EXERCISE DESCRIPTION – This task calls for copying every line in the data below that contains the word "well".

INFORMATION SUPPLIED Start Marker

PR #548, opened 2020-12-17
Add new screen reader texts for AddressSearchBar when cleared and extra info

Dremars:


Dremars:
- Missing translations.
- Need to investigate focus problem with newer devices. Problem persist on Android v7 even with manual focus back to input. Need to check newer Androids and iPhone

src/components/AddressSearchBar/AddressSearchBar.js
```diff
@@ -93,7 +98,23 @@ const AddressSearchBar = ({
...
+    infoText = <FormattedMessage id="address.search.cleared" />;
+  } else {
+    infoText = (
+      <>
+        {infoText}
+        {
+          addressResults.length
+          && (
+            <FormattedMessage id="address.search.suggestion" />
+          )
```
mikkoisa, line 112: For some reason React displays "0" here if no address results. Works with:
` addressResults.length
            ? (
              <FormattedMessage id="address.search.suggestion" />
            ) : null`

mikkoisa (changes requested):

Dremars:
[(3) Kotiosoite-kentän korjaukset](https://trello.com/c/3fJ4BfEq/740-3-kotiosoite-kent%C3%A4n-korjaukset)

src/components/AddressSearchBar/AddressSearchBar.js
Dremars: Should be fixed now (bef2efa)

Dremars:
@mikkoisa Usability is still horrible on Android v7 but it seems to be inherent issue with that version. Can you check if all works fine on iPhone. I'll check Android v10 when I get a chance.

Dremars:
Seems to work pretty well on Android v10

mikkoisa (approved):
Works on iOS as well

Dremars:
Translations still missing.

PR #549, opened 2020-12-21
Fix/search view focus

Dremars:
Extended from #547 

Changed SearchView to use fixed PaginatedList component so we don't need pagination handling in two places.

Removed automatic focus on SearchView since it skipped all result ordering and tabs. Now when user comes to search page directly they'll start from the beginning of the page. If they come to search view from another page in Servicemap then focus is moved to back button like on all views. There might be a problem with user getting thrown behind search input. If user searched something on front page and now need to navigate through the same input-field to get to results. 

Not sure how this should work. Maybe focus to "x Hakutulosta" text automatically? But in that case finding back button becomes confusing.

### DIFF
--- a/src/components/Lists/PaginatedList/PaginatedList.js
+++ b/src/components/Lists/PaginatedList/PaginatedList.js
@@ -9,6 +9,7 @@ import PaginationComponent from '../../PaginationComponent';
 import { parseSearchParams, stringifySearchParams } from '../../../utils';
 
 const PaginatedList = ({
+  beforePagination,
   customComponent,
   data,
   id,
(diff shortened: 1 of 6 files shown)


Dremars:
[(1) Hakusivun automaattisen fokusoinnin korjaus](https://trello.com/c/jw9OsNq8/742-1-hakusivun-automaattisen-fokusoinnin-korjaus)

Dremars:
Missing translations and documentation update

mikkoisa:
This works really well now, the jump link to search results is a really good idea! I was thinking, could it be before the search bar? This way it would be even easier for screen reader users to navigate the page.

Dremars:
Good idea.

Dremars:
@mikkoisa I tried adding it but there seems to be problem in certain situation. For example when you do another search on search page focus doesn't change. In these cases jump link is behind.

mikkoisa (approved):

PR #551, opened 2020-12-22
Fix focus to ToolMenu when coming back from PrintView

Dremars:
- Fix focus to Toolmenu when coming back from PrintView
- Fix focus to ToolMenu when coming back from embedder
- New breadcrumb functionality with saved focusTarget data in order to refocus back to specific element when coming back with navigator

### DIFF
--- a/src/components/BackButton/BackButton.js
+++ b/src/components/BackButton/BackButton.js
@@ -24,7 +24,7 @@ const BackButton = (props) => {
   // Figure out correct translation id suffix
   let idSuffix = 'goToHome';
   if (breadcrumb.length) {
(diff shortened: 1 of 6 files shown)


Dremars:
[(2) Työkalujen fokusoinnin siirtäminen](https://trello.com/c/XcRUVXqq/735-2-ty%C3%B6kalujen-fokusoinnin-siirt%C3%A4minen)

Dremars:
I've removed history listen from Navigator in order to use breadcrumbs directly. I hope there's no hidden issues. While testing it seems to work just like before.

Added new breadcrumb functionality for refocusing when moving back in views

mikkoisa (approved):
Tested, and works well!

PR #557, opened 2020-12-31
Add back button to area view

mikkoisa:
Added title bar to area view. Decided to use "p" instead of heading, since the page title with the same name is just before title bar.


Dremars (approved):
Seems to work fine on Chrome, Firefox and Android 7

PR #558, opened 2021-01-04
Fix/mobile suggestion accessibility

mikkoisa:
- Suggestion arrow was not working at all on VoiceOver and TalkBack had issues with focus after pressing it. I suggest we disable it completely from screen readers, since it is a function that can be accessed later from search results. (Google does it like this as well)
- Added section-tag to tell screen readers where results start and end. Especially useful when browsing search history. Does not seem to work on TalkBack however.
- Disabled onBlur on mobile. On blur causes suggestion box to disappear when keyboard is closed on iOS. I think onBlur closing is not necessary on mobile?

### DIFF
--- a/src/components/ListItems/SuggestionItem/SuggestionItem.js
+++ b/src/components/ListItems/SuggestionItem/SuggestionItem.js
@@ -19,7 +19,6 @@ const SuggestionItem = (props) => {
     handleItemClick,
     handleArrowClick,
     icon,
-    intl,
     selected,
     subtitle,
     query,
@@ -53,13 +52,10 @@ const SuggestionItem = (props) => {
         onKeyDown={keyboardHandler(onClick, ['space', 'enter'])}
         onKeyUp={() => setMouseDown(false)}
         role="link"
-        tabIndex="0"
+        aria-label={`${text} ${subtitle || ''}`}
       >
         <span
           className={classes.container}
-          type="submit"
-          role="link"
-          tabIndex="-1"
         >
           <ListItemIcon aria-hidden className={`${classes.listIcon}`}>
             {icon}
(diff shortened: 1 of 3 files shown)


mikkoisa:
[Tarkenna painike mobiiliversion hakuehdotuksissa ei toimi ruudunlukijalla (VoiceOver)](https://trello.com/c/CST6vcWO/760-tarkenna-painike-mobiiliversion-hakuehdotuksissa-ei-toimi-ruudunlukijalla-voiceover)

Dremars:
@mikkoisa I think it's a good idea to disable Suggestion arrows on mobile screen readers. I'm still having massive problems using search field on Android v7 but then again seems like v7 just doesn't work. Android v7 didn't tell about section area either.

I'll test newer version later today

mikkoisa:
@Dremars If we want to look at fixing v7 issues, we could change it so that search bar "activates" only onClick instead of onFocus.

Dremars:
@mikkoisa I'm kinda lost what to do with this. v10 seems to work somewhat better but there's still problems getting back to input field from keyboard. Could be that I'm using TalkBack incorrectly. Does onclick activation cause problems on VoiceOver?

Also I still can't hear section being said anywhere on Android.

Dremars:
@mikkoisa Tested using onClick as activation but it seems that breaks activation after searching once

INFORMATION SUPPLIED End Marker
INFORMATION SUPPLIED Start Marker

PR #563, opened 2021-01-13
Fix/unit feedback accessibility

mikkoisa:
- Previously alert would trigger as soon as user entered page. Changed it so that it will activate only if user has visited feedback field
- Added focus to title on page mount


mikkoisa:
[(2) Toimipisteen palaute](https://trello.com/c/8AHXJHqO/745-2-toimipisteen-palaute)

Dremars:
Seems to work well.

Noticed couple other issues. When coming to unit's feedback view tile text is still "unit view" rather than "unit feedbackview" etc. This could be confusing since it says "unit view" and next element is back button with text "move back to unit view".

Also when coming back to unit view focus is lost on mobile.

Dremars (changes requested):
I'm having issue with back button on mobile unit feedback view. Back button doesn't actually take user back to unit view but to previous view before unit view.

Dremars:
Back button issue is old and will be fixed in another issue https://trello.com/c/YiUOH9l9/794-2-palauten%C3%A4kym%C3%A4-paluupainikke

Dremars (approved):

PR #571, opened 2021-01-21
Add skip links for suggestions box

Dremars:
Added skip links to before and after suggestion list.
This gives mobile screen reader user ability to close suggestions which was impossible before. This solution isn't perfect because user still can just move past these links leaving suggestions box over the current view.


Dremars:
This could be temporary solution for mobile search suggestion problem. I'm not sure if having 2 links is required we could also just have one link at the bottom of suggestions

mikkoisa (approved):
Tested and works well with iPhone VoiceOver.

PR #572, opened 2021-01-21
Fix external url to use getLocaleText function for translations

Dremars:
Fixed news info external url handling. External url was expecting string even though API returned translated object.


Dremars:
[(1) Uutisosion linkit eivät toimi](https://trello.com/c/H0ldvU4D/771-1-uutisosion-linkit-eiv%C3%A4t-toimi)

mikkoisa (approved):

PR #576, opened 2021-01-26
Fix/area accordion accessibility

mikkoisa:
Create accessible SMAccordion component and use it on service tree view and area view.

INFORMATION SUPPLIED End Marker
INFORMATION SUPPLIED Start Marker

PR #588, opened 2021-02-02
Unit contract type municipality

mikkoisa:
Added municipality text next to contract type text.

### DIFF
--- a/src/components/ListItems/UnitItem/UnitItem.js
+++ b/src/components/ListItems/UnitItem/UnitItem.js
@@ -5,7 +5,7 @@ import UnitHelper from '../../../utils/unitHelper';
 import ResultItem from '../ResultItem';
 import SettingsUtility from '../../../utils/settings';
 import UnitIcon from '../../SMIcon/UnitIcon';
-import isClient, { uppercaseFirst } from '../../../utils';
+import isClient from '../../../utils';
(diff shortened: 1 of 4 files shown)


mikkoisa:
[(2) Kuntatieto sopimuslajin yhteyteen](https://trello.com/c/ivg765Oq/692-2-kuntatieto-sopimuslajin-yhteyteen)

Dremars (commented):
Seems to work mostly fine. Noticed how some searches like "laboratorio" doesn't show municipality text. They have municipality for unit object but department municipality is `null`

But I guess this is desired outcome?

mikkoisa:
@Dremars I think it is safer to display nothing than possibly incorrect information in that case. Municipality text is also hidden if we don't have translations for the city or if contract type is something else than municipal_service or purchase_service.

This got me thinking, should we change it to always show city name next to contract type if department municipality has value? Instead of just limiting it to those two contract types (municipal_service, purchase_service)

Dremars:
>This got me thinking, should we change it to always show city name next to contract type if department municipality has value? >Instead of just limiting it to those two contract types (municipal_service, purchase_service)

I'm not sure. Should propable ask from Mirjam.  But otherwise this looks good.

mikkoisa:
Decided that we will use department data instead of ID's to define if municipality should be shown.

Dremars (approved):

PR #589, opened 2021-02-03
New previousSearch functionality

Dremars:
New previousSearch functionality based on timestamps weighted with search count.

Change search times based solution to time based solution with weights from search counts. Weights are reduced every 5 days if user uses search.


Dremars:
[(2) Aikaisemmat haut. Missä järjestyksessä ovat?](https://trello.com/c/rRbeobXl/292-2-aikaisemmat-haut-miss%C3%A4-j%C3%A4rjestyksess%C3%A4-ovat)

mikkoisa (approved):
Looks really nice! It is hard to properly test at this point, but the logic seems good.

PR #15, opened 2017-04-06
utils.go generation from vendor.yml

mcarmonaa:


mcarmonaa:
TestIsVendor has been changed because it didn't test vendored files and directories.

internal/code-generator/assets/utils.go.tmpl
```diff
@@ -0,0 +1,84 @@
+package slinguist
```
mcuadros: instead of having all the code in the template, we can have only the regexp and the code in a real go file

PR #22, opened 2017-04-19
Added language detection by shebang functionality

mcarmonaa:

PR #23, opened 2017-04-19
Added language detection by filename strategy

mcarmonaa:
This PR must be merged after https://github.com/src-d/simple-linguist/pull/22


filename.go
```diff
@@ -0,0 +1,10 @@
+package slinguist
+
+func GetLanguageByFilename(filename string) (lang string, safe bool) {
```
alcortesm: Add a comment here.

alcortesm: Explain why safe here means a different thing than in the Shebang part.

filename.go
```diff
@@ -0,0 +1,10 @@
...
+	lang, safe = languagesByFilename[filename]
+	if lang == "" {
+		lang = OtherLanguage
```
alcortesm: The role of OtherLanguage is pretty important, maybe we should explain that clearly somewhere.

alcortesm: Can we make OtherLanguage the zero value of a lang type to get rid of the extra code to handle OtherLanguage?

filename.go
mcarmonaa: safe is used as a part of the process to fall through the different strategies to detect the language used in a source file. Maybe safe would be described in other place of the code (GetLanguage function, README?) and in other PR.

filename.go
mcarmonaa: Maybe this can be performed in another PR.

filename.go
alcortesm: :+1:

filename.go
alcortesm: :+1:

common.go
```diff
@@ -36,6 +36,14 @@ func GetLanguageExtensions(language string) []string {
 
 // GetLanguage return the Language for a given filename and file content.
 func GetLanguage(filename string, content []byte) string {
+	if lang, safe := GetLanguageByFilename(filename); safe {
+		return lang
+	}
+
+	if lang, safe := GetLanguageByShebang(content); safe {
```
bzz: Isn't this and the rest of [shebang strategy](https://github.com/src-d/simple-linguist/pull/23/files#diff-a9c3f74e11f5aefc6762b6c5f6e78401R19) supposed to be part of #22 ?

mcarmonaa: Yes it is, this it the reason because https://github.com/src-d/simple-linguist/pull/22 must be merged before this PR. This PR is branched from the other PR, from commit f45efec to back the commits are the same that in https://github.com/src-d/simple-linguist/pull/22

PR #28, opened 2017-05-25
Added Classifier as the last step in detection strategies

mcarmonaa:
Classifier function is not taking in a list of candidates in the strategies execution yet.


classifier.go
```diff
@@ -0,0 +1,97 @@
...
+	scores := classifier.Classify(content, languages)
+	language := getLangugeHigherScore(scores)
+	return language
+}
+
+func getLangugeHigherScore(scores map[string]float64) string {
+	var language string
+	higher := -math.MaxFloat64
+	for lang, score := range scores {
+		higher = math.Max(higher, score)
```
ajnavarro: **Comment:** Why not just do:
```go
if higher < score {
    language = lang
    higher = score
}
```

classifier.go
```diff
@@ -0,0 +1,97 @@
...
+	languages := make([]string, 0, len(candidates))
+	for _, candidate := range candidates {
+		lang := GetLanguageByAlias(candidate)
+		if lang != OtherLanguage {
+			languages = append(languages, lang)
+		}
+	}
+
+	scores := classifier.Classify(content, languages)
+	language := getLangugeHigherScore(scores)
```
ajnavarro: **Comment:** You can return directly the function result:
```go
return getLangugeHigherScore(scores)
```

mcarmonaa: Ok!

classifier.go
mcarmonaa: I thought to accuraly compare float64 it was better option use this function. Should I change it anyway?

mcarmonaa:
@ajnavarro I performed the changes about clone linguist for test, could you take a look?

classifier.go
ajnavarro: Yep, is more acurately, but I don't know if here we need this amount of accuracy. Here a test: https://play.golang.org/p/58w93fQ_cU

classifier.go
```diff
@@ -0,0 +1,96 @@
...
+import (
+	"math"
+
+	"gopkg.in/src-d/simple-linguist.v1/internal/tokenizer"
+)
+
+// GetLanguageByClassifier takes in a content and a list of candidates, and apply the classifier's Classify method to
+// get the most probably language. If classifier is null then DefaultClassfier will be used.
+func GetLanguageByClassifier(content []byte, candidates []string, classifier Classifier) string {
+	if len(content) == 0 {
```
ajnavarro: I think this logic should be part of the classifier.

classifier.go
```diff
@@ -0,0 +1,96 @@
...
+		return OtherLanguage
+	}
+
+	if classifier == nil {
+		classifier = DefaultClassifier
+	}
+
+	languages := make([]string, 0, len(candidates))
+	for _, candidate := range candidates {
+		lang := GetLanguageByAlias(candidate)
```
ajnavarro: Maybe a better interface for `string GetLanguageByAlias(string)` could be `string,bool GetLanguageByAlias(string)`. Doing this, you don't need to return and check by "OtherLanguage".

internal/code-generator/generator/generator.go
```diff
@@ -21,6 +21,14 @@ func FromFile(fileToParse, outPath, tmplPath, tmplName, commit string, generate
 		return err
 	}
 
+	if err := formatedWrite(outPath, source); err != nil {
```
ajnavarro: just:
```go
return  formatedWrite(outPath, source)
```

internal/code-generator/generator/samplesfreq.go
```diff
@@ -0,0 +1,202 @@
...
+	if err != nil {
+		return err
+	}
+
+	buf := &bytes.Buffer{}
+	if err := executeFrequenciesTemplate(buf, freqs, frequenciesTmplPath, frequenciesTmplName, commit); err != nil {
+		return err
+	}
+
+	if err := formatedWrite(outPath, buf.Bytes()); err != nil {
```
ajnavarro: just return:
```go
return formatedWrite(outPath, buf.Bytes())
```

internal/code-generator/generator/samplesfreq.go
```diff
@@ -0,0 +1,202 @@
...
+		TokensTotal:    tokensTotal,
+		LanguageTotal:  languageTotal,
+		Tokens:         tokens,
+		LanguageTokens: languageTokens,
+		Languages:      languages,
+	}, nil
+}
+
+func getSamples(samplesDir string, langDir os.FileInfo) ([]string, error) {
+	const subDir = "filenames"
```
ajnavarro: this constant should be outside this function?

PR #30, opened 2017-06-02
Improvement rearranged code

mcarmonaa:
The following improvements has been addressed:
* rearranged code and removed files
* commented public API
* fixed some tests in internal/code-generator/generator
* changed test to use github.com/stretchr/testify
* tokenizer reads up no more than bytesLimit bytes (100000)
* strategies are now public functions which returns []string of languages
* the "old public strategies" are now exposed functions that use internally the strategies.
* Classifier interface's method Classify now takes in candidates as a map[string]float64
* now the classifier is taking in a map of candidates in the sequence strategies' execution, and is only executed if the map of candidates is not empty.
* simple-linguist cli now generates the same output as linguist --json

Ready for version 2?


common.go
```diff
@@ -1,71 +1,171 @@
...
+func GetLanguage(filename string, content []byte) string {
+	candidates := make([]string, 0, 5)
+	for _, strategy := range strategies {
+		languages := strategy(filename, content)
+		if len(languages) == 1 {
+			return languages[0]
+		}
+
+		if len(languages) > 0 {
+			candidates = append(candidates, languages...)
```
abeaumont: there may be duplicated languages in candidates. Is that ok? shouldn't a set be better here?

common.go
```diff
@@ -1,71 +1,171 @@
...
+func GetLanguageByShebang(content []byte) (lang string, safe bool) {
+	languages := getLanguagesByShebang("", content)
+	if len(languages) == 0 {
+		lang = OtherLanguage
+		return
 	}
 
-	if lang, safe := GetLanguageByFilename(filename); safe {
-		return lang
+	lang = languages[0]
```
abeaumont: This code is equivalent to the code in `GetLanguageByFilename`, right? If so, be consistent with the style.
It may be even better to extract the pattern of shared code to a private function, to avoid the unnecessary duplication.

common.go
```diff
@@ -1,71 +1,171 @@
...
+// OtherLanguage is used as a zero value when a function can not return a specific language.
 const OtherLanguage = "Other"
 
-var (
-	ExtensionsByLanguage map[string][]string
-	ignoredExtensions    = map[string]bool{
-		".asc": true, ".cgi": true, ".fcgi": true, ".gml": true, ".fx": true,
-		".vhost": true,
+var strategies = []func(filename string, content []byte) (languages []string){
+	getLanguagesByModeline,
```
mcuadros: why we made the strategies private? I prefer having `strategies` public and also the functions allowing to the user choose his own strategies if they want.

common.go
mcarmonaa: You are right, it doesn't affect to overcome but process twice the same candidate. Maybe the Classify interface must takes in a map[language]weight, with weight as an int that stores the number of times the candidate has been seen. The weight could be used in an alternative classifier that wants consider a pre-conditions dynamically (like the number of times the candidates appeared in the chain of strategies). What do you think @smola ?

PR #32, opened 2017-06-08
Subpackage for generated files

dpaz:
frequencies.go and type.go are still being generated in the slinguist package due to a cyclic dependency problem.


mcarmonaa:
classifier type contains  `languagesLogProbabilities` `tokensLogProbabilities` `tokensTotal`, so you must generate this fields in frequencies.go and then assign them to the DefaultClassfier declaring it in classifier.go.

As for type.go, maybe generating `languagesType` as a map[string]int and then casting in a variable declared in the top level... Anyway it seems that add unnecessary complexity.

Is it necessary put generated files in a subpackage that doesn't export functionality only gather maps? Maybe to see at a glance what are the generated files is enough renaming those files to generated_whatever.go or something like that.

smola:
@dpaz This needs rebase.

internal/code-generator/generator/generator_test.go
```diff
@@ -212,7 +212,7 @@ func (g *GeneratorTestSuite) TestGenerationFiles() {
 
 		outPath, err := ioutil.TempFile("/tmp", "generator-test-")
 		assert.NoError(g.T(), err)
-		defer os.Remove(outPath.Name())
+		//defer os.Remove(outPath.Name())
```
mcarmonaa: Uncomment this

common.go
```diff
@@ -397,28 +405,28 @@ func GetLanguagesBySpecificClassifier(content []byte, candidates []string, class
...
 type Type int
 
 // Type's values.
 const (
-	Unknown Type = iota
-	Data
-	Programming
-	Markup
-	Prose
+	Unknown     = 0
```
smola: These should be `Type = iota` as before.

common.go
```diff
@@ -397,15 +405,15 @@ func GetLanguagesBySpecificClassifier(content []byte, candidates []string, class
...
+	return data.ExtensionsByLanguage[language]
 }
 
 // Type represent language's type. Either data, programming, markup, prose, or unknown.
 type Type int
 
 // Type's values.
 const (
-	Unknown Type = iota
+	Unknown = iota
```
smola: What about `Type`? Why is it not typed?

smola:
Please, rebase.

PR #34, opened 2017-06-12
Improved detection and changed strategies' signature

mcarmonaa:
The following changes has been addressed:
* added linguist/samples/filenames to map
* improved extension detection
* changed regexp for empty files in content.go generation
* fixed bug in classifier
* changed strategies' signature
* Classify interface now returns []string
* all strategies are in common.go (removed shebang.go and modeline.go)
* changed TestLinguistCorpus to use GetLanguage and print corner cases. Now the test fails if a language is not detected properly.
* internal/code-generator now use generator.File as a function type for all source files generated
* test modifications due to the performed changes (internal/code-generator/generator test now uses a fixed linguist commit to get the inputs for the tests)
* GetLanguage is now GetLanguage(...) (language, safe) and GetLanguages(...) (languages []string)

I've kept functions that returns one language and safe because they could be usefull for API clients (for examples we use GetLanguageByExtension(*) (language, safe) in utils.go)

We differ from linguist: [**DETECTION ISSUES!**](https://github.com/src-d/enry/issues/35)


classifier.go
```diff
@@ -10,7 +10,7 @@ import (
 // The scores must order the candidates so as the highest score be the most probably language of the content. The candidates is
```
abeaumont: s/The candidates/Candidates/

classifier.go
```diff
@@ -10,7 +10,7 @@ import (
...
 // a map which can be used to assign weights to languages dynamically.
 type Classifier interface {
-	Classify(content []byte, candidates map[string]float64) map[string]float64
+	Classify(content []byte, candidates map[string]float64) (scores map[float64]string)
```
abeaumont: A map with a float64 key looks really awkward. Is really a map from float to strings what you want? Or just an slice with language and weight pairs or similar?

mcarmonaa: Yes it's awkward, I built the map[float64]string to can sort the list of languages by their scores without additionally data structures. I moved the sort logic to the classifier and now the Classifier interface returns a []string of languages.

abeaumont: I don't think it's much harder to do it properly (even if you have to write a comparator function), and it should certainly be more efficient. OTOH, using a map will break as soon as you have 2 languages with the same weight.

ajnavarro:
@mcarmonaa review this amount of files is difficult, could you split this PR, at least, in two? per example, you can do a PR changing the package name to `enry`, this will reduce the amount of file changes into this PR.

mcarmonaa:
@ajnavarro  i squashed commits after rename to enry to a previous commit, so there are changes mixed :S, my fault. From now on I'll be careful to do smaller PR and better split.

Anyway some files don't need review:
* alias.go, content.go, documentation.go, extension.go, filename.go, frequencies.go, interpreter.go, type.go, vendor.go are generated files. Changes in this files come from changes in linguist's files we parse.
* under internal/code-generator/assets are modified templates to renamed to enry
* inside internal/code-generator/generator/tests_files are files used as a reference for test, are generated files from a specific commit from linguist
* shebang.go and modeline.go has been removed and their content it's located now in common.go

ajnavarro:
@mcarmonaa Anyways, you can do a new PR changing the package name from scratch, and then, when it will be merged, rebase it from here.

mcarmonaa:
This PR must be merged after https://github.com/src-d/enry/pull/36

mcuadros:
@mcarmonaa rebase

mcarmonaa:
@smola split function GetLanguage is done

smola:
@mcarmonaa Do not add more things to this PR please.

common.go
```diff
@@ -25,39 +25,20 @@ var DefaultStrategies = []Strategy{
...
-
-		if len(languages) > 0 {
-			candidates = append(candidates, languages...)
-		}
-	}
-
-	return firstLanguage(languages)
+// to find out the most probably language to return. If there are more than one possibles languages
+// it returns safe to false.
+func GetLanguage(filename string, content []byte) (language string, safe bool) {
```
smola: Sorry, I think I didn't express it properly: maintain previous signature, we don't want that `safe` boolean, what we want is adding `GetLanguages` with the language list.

INFORMATION SUPPLIED End Marker

RESULT OF THIS EXERCISE –
Seems to work pretty well on Android v10
Works on iOS as well
This works really well now, the jump link to search results is a really good idea! I was thinking, could it be before the search bar? This way it would be even easier for screen reader users to navigate the page.
Tested, and works well!
- Suggestion arrow was not working at all on VoiceOver and TalkBack had issues with focus after pressing it. I suggest we disable it completely from screen readers, since it is a function that can be accessed later from search results. (Google does it like this as well)
Seems to work well.
Tested and works well with iPhone VoiceOver.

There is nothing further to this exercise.